• Work instructions
Only the lines containing the string "sellRateForm" are needed; copy all of them from the listing.

• Data for analysis
===
PR #1123, opened 2017-05-02
Send

plondon:
- [x]  Better error handling on sat/b custom fee
- [x] Summary Page
- [x] Test coverage
- [x] Sell
- [x] Transfer all


assets/js/filters/fees.filter.js
```diff
@@ -0,0 +1,12 @@
+angular
+  .module('walletFilters')
+  .filter('fees', feesFilter);
+
+function feesFilter () {
```
jtormey: What's the point of this filter?

assets/js/services/currency.service.js
```diff
@@ -63,6 +63,10 @@ function currency ($q, MyBlockchainApi) {
       code: 'bits',
       conversion: 100,
       btcValue: '0.000001 BTC'
+    }, {
+      code: 'satoshi',
+      conversion: 1,
+      btcValue: '0.00000001 BTC'
```
jtormey: Doing this adds satoshi as a bitcoin currency in Preferences, which isn't right.

app/partials/send.pug
```diff
@@ -1,229 +1,204 @@
...
+              .flex-center
+                .flex-1.flex-center.border
+                  input.form-control.no-border(
+                    min="0"
+                    name="fee"
+                    type="number"
+                    step="any"
+                    focus-when="advanced"
+                    ng-change="payment.updateFeePerKb(transaction.satoshiPerByte)"
+                    transform-currency="satoshi"
```
jtormey: I don't think you need to specify satoshi here, since the conversion is 1:1.

assets/js/controllers/send.controller.js
```diff
@@ -35,37 +35,40 @@ function SendCtrl ($scope, AngularHelper, $log, Wallet, Alerts, currency, $uibMo
...
+    from: null,
     surge: false,
-    blockIdx: null,
-    feeBounds: [0, 0, 0, 0, 0, 0],
-    sweepFees: [0, 0, 0, 0, 0, 0],
-    size: 0
+    amount: null,
+    maxAvailable: null,
+    maxSpendableAmount: null,
+    destinations: [null],
```
jtormey: This can be changed from a single value into an array (like you did with `amounts`).

assets/js/controllers/send.controller.js
```diff
@@ -35,37 +35,40 @@ function SendCtrl ($scope, AngularHelper, $log, Wallet, Alerts, currency, $uibMo
   $scope.fiatCurrency = Wallet.settings.currency;
   $scope.btcCurrency = Wallet.settings.btcCurrency;
   $scope.isBitCurrency = currency.isBitCurrency;
+  $scope.fromSatoshi = currency.convertFromSatoshi;
+  $scope.format = currency.formatCurrencyForView;
```
jtormey: Doesn't seem like these are used, nice job using the convert filter.

assets/js/filters/fees.filter.js
plondon: To only display the fees we want (and to ignore the limits object inside the fees object)

assets/js/controllers/send.controller.js
plondon: Do you mean from an array into a single value?

assets/js/services/currency.service.js
plondon: True, forgot about this I'll only display the options we want in preferences.

assets/js/controllers/send.controller.js
jtormey: Ah, yeah, got that mixed around.

plondon: Got it!

assets/js/services/currency.service.js
plondon: Actually I can just get rid of this.

PR #1130, opened 2017-05-05
style(Send): update error message on QR code scan failure

achtenhagen:
Changed the error message from "Scan failed" to "Invalid Code" in the send form.


plondon:
@jtormey @achtenhagen  Do you think we can be smarter about the destination scan? The QR scan directive allows for valid private keys, so I think destinationInput should handle that as well.

https://github.com/blockchain/My-Wallet-V3-Frontend/blob/master/assets/js/directives/destinationInput.directive.js#L37

onAddressScan could check if the result isValidPrivateKey and then parsePaymentRequest of that. Thoughts?

PR #1143, opened 2017-05-12
wallet-options.json simplified

Sjors:


Sjors:
There are tons of directives, services and controllers which depend on the wallet service. The wallet service uses `Env`, which triggers a network request to `wallet-options.json`, so this broke a *lot* of tests. cc @Lyncee59 @plondon @prwelber. I learned two things from that:

1 - we should really split / kill the wallet.service.js (nothing new)
2 - every class that uses this service, should completely mock it, rather than inject the real thing

To mock any class that's injected in a test try this:

```js
beforeEach(() => {
    module(($provide) => {
      $provide.value('Wallet', {
        legacyAddresses: () => legacyAddresses,
        changeLegacyAddressLabel: (address, label, success, error) => {
          if (label) {
            return success();
          } else {
            return error();
          }
        },
        settings: {
          displayCurrency: 'EUR'
        },
        archive: (address) => {
          address.archived = true;
        }
      });
    });
```

Sjors:
As for this PR: all URLs are now loaded from `wallet-options.json`. You can still keep using `.env` the way your used to. The NodeJS server will replace the relevant values in `/Resources/wallet-options.json`.

I had particular difficulty with SFOX, e.g. I'm getting an error when trying to view an existing trade. @plondon could use your input on that.

Sjors:
Rebased to solve merge conflict...

Sjors:
Travis failed once because of:
`CoinifySellController .timeToExpiration() should return expiration time of quote FAILED`
That's not related to this PR.

PR #1149, opened 2017-05-22
Env Provider

jtormey:
First commit: Transitioning to a Provider with backwards compatibility
Second commit: Demonstrating transition to synchronous Env service

Pros:
- Env service can be used immediately after injection in services / controllers
- Can configure Env in config step, since providers are special like that

Cons:
- All controllers that depend on Env will have to wait for options to download before rendering. This might increase initial time to render. (Can avoid this by not using Env at all on landing / login / signup pages).

@Sjors, could you sanity check that first commit to make sure I didn't accidentally break anything with the environment setup?

### DIFF
--- a/Gruntfile.js
+++ b/Gruntfile.js
@@ -548,9 +548,9 @@ module.exports = (grunt) => {
         src: ['build/js/sharedServices/env.service.js'],
         overwrite: true,
         replacements: [{
-          from: 'versionFrontend = null',
+          from: 'VERSION_FRONTEND = null',
           to: () => {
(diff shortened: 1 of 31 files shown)


Sjors:
Nice! I'll study it in a bit more detail tomorrow, but looks sane. I should probably convert all controllers to use the sync version.

I think it's a reasonable trade-off; `wallet-options.json` is tiny and should load fast enough. Worst case we can indeed remote the need for in on the landing page, or use some sort of subview / directive for the parts of the landing page that need this file.

jtormey:
I agree, might come back to this another time.

PR #1157, opened 2017-05-30
Correct wallet count on landing page

jtormey:


assets/js/controllers/wallet.controller.js
```diff
@@ -170,7 +170,10 @@ function WalletCtrl ($scope, $rootScope, Wallet, $uibModal, $timeout, Alerts, $i
           let template = canBuy ? 'partials/buy-login-modal.pug' : 'partials/first-login-modal.pug';
           $uibModal.open({
             templateUrl: template,
-            windowClass: 'bc-modal rocket-modal initial'
+            windowClass: 'bc-modal rocket-modal initial',
+            controller ($scope, walletStats) {
+              $scope.walletCount = walletStats.walletCountMillions;
```
Sjors: Don't you need to inject walletStats?

jtormey: `walletStats` is injected after `$scope`, in the inline controller function (line 174).

PR #1165, opened 2017-06-01
Web --> mobile conversion

prwelber:
Nice!


img/mobile.svg
```diff
@@ -0,0 +1,25 @@
+<?xml version="1.0" encoding="UTF-8" standalone="no"?>
```
plondon: Should we add this to the icons?

prwelber: Good call. I'll move it.

PR #1173, opened 2017-06-05
fix(Sell): fixes min bypass and mismatched fiat symbol

prwelber:


assets/js/services/buy-sell.service.js
```diff
@@ -143,7 +143,7 @@ function buySell (Env, BrowserHelper, $timeout, $q, $state, $uibModal, $uibModal
   function getMinLimits (quote, fiatCurrency) {
     const calculateMin = (mediums) => {
       service.limits.bank.min = mediums.bank.minimumInAmounts;
-      service.limits.card.min = mediums.card.minimumInAmounts;
+      service.limits.card.min = mediums.card ? mediums.card.minimumInAmounts : '';
```
plondon: Should we set the min to an empty string?

PR #1459, opened 2018-02-16
Order wallets and then addresses by value

schnogz:
- Fixes an issue where users with many wallets and imported addresses were unable to quickly find wallets/addresses of value when sending funds.
- Truncates imported addresses to ensure the address holding amount is displayed in the dropdown options.
- Added hover text to addresses that will show the full addresses after 500 milliseconds.
- Removed some unnecessary CSS


plondon:
Looks great, thank you!

PR #1460, opened 2018-02-16
ESLint reconfiguration

schnogz:
I noticed that ESLint was not actually running during our TravisCI builds.  This upgrades ESLint to v4 and enables rules that restrict to the [JavaScript Standard Style](https://standardjs.com/).

Other changes:
- Fixed all code style violations
- Added a NPM script to run the linter. i.e. `yarn lint` or `npm run lint`
- Simplified `travis.yml` build file and removed the no longer needed `.eslintignore` file


assets/js/components/coinify/sell-summary.component.js
```diff
@@ -16,8 +16,6 @@ angular
   });
 
 function CoinifySellSummaryController ($scope, $q, Wallet, currency, Alerts, $timeout, Exchange, coinify) {
-  this.sellRateForm;
```
plondon: Im a bit worried about this, did you test that the form still works as intended? @prwelber do you remember the point of this sellRateForm?

assets/js/controllers/transactions/transactionsEthereum.controller.js
```diff
@@ -96,11 +96,9 @@ function ethereumTransactionsCtrl ($scope, $uibModal, $state, Wallet, Ethereum,
       case $scope.filterTypes[1]:
         if (Ethereum.legacyAccount) return tx.getTxType([$scope.account, Ethereum.legacyAccount]) === 'sent';
         else return tx.getTxType([$scope.account]) === 'sent';
-        break;
       case $scope.filterTypes[2]:
         if (Ethereum.legacyAccount) return tx.getTxType([$scope.account, Ethereum.legacyAccount]) === 'received';
         else return tx.getTxType([$scope.account]) === 'received';
-        break;
     }
```
plondon: Are breaks unnecessary if we `return`?

assets/js/components/coinify/sell-summary.component.js
schnogz: That should have no affect on the state of the ctrl since its an unused expression (not a declaration or assignment).  However, we had numerous other `no-unused-expresssions` violations that I didn't feel as comfortable changing. Therefore I just put this line back in.

assets/js/controllers/transactions/transactionsEthereum.controller.js
schnogz: That's correct.  It violates the `no-unreachable` rule.  `break` and `return` are synonymous inside a simple switch statement like this.  However, this may not always be the case if the switch statement is being ran inside some sort of an outer loop function.

PR #1465, opened 2018-02-19
Add missing SFOX translations

schnogz:
Looks like the I missed an instance of the announcement modal. It appears that if you refresh the page without closing the modal the `namespace` variable goes from `SFOX` to `SFOX.buy`. Not sure why this happens but adding the new key/value pairs in `SFOX.buy` object seemed like the quickest/easiest fix.

Also my IDE warned me that there were duplicate keys in numerous objects in `en-human.json`.  I removed only the ones in which the key and value were identical.  There are quite a few left but the values were different and I'm not sure how how the lookup rules work exactly so I left those in place. 🤷‍♂️


plondon:
Thanks for the cleanup

PR #1479, opened 2018-03-02
More SFOX bug fixes

schnogz:
Addresses various issues with incorrect copy, an indismissible banner and a mobile copy bug.


dogbreath55:
Cool

PR #1486, opened 2018-03-28
Fix download button

jtormey:
For some reason this was causing the export history function to not work. It would quickly open and close a new tab instead of actually triggering a download. Weird, since this directive hasn't been touched in a long time. Maybe a browser update broke it?


prwelber:
This is a weird one. Thanks for fixing.

PR #16, opened 2016-04-20
Update index.html

kcoyle:
Ignore this one; just setting up. Will not make all edits at once.


jimkont:
ignoring but the action looks good +1

PR #17, opened 2016-04-21
Update index.html

kcoyle:
wording: notion -> concept; eliminated one instance of engine


jimkont:
Hi Karen, although we decided to remove most references to the "validation engine" I think we should have a way to refer to them  in some cases where it is necessary and keeping the mention in the introduction will help.
Let's remove it for now and see how many we can eliminate till the end. If we can remove them all we are fine, otherwise we might have to re-introduce it

PR #21, opened 2016-09-07
typo

stuartyeates:


ericprud:
Changed result table to test ApprovedIssueShape rather than changing the schema ApprovedIssueShape to IssueShape.

PR #22, opened 2016-10-30
examples use tabular summary

ericprud:
This changes the examples to use a tabular summary of node/shape pairs and their validation results.


HolgerKnublauch:
Hi Eric, I am cleaning up old pull requests and notice this didn't make it into the doc. As we are near CR, the document has been significantly edited since your branch and it was basically a clarification, we would prefer to close and move on.

PR #48, opened 2017-04-12
Added netage SHACL Engine implementation report

nicky508:
Added netage SHACL Engine implementation report


HolgerKnublauch:
Thanks, it's online now :) Feel free to send updates to kill off the red bars.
===
• Answer
-  this.sellRateForm;
plondon: Im a bit worried about this, did you test that the form still works as intended? @prwelber do you remember the point of this sellRateForm?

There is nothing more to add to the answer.